▶ **Task prompt**
Give back an exact copy of the lines from the start of the material through the line bearing "A template containing". Include both ends and nothing else.

▶ **Data excerpts**

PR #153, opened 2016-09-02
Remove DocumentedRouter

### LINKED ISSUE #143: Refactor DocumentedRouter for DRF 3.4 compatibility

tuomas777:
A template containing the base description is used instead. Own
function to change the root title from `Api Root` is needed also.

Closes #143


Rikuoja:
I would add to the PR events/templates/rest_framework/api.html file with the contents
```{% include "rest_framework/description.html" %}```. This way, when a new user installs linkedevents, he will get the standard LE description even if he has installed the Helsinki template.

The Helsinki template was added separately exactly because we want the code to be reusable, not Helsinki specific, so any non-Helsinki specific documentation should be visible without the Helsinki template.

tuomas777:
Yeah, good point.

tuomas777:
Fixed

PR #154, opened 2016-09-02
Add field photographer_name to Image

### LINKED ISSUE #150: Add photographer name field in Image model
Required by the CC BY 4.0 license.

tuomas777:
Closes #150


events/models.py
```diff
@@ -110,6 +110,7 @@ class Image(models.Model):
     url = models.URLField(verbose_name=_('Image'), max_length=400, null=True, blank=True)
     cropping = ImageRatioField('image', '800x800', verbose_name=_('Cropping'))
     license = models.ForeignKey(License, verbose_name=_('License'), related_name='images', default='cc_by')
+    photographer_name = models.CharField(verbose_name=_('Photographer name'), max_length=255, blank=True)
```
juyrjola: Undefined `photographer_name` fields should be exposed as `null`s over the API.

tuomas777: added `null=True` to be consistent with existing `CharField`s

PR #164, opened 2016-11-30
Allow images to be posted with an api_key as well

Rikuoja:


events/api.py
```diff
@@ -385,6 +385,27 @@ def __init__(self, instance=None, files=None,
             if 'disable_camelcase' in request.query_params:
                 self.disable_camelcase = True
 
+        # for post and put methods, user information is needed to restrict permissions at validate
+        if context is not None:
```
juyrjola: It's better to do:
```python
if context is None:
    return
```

▶ **Answer box**
PR #153, opened 2016-09-02
Remove DocumentedRouter

### LINKED ISSUE #143: Refactor DocumentedRouter for DRF 3.4 compatibility

tuomas777:
A template containing the base description is used instead. Own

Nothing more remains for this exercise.